━━ Records to use

PR #429, opened 2023-08-04
Add impossible filter and dominated filter tests

u9g:


trustfall_core/test_data/tests/valid_queries/fold_count_filter_with_overrode_filter.graphql.ron
```diff
@@ -0,0 +1,22 @@
+TestGraphQLQuery (
+    // Ensure that we properly handle two of the same type of filters
+    // but one of the filters beat's the other. In this case filtering
+    // by greater than two is beat by filtering for greater than three.
```
obi1kenobi, line 4:
```suggestion
    // but one of the filters dominates the other. In this case filtering
    // by greater than two is dominated by filtering for greater than three.
```

this is the technical term you were looking for here

also the apostrophe wasn't needed in the original

trustfall_core/test_data/tests/valid_queries/fold_count_filter_with_overrode_filter.graphql.ron
```diff
@@ -0,0 +1,22 @@
...
+    schema_name: "numbers",
```
obi1kenobi, line 5:
```suggestion
    // 
    // This test guards against an accidental min/max mixup in the implementation
    // of the optimization that allows us to stop expanding folds early.
    // We should only stop when the dominating filter is satisfied,
    // not when the dominated filter is satisfied. If such a bug were to happen,
    // this query would return `{ "value": 30 }` instead of having no results.
    schema_name: "numbers",
```

obi1kenobi: A bit of additional explanation to make sure we remember why we added this test case.

trustfall_core/test_data/tests/valid_queries/fold_count_filter_with_overrode_filter.graphql.ron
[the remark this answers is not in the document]
u9g: Done!

obi1kenobi (approved):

━━━━

• [Exercise]: Scan the listing above, and wherever a line holds the word "stop", copy it.

• [Exercise output]:
    // of the optimization that allows us to stop expanding folds early.
    // We should only stop when the dominating filter is satisfied,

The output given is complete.